Bytecode inspection is essential for:

```text id="jlwm20"
compiler debugging
performance analysis
tooling
education
reverse engineering Python behavior
```

## 25.37 Version Sensitivity

Bytecode changes between CPython versions.

Changes may include:

```text id="jlwm21"
new opcodes
removed opcodes
opcode renaming
instruction format changes
specialization changes
exception handling changes
line table changes
```

Tools should avoid depending on exact bytecode layouts across versions unless version-specific support exists.

Use public APIs rather than parsing raw bytecode manually whenever possible.

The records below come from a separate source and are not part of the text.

PR #823, opened 2026-06-07
develop → master

yihua-zhuo:
Auto-created by CI from branch `develop`.

### DIFF
--- a/frontend/next.config.ts
+++ b/frontend/next.config.ts
@@ -1,6 +1,10 @@
 import type { NextConfig } from "next";
+import path from "path";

## 25.38 Important CPython Source Areas

Important files include:

```text id="jlwm22"
Python/compile.c
Python/flowgraph.c
Python/assemble.c
Python/bytecodes.c
Include/opcode_ids.h
Lib/dis.py
Lib/opcode.py
```

Conceptual roles:

| Area          | Role                                   |
| ------------- | -------------------------------------- |
| `compile.c`   | AST traversal and instruction emission |
| `flowgraph.c` | Control-flow graph handling            |
| `assemble.c`  | Bytecode assembly and jump resolution  |
| `bytecodes.c` | Opcode definitions                     |
| `opcode.py`   | Opcode metadata                        |
| `dis.py`      | Bytecode inspection                    |

## 25.39 Minimal Mental Model

Use this model:

```text id="jlwm23"
The compiler walks the AST.
Expressions emit stack-based instructions.
Statements emit side-effect and control-flow instructions.
Constants, names, and locals become indexed table references.
Control flow becomes jumps and exception metadata.
Functions, classes, comprehensions, and generators create nested code objects.
The final instruction stream becomes part of a code object executed by the CPython virtual machine.
```

Bytecode generation is the stage where Python syntax becomes executable virtual machine operations.